Before, the attention mechanism was only used to allow models for translation tasks to
consider the relevance of single words in the source language for the prediction of a single
word in the target language, which yields a more integral connection of the encoder and
decoder model. To implement the encoder and decoder without the RNNs, Vaswani et al.
implemented a self-attention mechanism for the texts of the source and target language,
respectively, in which different attention layers tell the model to focus on informative words
and neglect irrelevant words in the texts. They showed that, this way, the model achieves new
performance records on several translation benchmarks while having a fraction of the training
cost compared to the best models previously used.
A major advantage of the transformer architecture is that it allows the parallel processing
of the input data and is not affected by the vanishing gradient problem. This makes it possible
to train with larger and larger datasets, resulting in better and better language models. Today,
transformer-based architectures are applied to a large variety of tasks, not only in NLP but
also in fields such as computer vision, predictions based on time series or tabular data, or
multimodal tasks. In addition, in the majority of fields, transformer-based models are
currently leading the benchmarks. The additional capabilities of the model come with a price,
however. While models pre-trained with enormous datasets increase performance, the
computational processing of billions of parameters is costly and time consuming. Moreover,
it restricts the training of such models to large corporations or governmental institutions and
could, therefore, prevent independent researchers or smaller organizations from gaining
equivalent access to such models.

The encoder–decoder architecture describes a sequence-to-sequence model, as proposed


in the original “Attention is All You Need” paper. This type of architecture is particularly
trained to transform (in the case of an NLP task) a text sequence of a certain format into a text
sequence of another format, such as in translation tasks.
The encoder architecture includes (as indicated by the name) only the input, or left-hand
side, of the original transformer architecture and transforms each input sequence into a
numerical representation. Typically, encoder models such as BERT, RoBERTa, or ALBERT
are specially used for text classification or extractive question answering. Since AES is a
special case of text classification, this type of model is, therefore, particularly well-suited to
AES, and, accordingly, the use of the BERT model has become increasingly prominent in the
literature on AES.
Finally, the decoder architecture includes only the output, or right-hand side, of the
original transformer model. In the original model, the decoder takes the information of the
input sequence from the encoder and generates a stepwise procedure one token after the other
for the output. At each step, the decoder not only considers the information from the decoder,
but also combines it with the information given by the output tokens that had already been
generated. Using only the decoder architecture, therefore, results in a model that generates
new tokens based on the tokens it had already generated or based on a sequence of initial
tokens it was provided with (typically called “prompt”).
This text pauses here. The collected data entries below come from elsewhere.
PR #7980, opened 2025-07-20
Fix mediaElement.copy

pearmini:
Resolves https://github.com/ml5js/ml5-next-gen/pull/258

 Changes:

I'm currently working on updating ml5 to support p5.js version 2.0. However, the following example breaks during inspection:

```js
let bodySegmentation;
let video;
let segmentation;

let options = {
  maskType: "background",
};

function preload() {
  bodySegmentation = ml5.bodySegmentation("SelfieSegmentation", options);
}

function setup() {
  createCanvas(640, 480);
  // Create the video
  video = createCapture(VIDEO);
  video.size(640, 480);
  video.hide();

  bodySegmentation.detectStart(video, gotResults);
}

function draw() {
  background(0, 0, 255);
  if (segmentation) {
    video.mask(segmentation.mask);
    image(video, 0, 0);
  }
}

// callback function for body segmentation
function gotResults(result) {
  segmentation = result;
}

```

After debugging, I found that ·video.mask(segmentation.mask)` throws the following error:

```
ReferenceError: fn is not defined
```

image

So I updated `fn` to `p5.prototype` to fix it, based on the reference from the source code in the main branch.

 Screenshots of the change:

image

#### PR Checklist

- [x] `npm run lint` passes

### DIFF
--- a/src/dom/p5.MediaElement.js
+++ b/src/dom/p5.MediaElement.js
@@ -816,7 +816,7 @@ class MediaElement extends Element {
   }
   copy(...args) {
     this._ensureCanvas();
-    fn.copy.apply(this, args);
+    p5.prototype.copy.apply(this, args);
   }
   mask(...args) {
     this.loadPixels();
--- a/test/unit/dom/p5.MediaElement.js
+++ b/test/unit/dom/p5.MediaElement.js
@@ -2,10 +2,12 @@ import { vi } from 'vitest';
 import { mockP5, mockP5Prototype } from '../../js/mocks';
 import { default as media, MediaElement } from '../../../src/dom/p5.MediaElement';
 import { Element } from '../../../src/dom/p5.Element';
+import { default as pixels } from '../../../src/image/pixels';
 
 suite('p5.MediaElement', () => {
   beforeAll(() => {
     media(mockP5, mockP5Prototype);
+    pixels(mockP5, mockP5Prototype);
     navigator.mediaDevices.getUserMedia = vi.fn()
       .mockResolvedValue("stream-value");
   });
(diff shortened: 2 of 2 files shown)


limzykenneth:
A reference to global `p5` is not always guaranteed (eg. when using ESM) so this is not quite general enough. Two possible options are either to duplicate the implementation in `src/image/pixels.js` or to make the implementation exportable and import into relevant place. The second option is preferable but we need to be careful to see if it introduces cyclic dependencies and if so extract that out into its own helper module.

pearmini:
@limzykenneth Thanks for the review! 

Just out of curiosity — I noticed that other MediaElement methods, such as mask, also reference the global p5 object:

Decoder models, such as the GPT-3
or the Transformer XL, are therefore applied to generate text outputs. Although, by providing
specifically designed prompts, such models can be used for other tasks such as translation or
classification tasks as well.
All mentioned models from the different architecture types have in common that they
are, in a first step, trained, self-supervised, on large text corpora to calibrate powerful
language models. In a second step, they are then fine tuned to a specific task using supervised
learning and hand coded labels (exceptions are models such as the GPT-3, which have been
successfully applied to a variety of tasks without further fine tuning, but by designing
appropriate prompts only). This way, the language models can transfer the learned knowledge
to any more specific task (transfer learning).
Thus, innovative approaches such as high dimensionality, attention-based transformers
moved into the focus, as they process sequential data in parallel and are highly context
sensitive.[10]

Summary of Literature Review

The Automated Essay Scoring (AES) systems have evolved significantly from rule-based
models to advanced machine learning and deep learning frameworks. Initially, systems like
Project Essay Grade (PEG) relied on basic features such as word count, grammar, and
punctuation, but these models had limited ability to evaluate deeper aspects like content and
semantics. Early attempts, such as PEG, used regression analysis but struggled with
problems like overemphasis on document length.
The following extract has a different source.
PR #8033, opened 2025-08-17
Adding korean translation steward. 

perminder-17:


ksen0:
Thanks for your review on https://github.com/processing/p5.js-website/pull/931 and volunteering to support future Korean translation reviews @hana-cho!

The development of more sophisticated models, such as e-rater and Intelligent Essay
Assessor (IEA), introduced natural language processing (NLP) and Latent Semantic
Analysis (LSA), improving AES performance by analysing the semantic similarity of essays.
Despite these improvements, these models were still limited in handling complex essays and
unconventional writing styles.

The next significant leap in AES came with Recurrent Neural Networks (RNNs) and Long
Short-Term Memory (LSTM) networks. These models could handle sequential text and
understand context better. Researchers like Taghipour & Ng (2016) demonstrated that RNN-
based models outperformed traditional feature-based models in essay scoring. Other
advances, such as multi-aspect RNNs, considered several dimensions like content, grammar,
and style jointly, further improving AES accuracy.
Recent breakthroughs have been driven by Transformer-based architectures, such as
BERT and GPT. These models, particularly the self-attention mechanism, enabled AES
systems to process essays more contextually and capture complex word relationships, greatly
enhancing the quality of scoring for long and intricate essays. For example, Zhao, Hou, and
Du (2020) showed how Transformer-based models outperform RNNs and LSTMs in tasks
involving complex sentence structures.

Identified Gaps in AES implementation and Practices


1.Lack of Domain Specialization: AES systems may struggle when scoring essays for
specialized sectors like the IAS (Indian Administrative Services) exams, where domain-
specific knowledge, analytical reasoning, and sector-specific issues are vital. General AES
models may fail to recognize the depth of insight required for specialized fields, leading to
unfair scores.
2.Inability to Process Handwritten Essays: Most AES systems rely on typed input and
cannot easily handle handwritten essays. Converting handwritten text into digital form using
OCR (optical character recognition) introduces additional challenges, such as
misinterpretation of handwriting styles, errors in text conversion, and difficulty in
recognizing structural nuances in the writing.
3.Lack of Adaptation to Varying Writing Styles: In competitive sectors like IAS,
candidates often employ sophisticated and varying writing styles. Generalized AES systems
may not account for these differences, leading to inaccuracies in scoring essays that require a
higher level of comprehension or unique rhetorical strategies.
4.Limited Evaluation of Subjective and Critical Thinking: Specialized exams like IAS
require evaluating essays on criteria such as critical thinking, depth of analysis, and balanced
arguments. Automated systems, particularly those not fine-tuned for the domain, struggle
with assessing complex thought processes or the quality of argumentation.

Proposed Model
This proposed Automated Essay Scoring (AES) system is designed specifically for the Indian
Administrative Services (IAS) examination, addressing the specialized needs of civil service
essay evaluations. By incorporating domain-specific knowledge, the system is able to assess
critical skills like argument structure, logical coherence, and critical thinking, which are
crucial for candidates aiming for roles in public administration and governance. The system
also supports Optical Character Recognition (OCR) technology to handle both typed and
handwritten essays, ensuring a fair and inclusive assessment process for candidates
submitting essays in different formats.

In addition to its advanced scoring capabilities, the system uses Natural Language Processing
(NLP) techniques such as BERT embeddings and machine learning models to capture deep
contextual understanding and assess content relevance. The model is aligned with IAS
grading rubrics to ensure consistency with human evaluators' standards, and it includes a bias
detection layer to prevent unfair scoring based on demographic factors like language
proficiency or socio-economic background. Overall, the system offers a sophisticated and
equitable solution for essay evaluation in civil services exams.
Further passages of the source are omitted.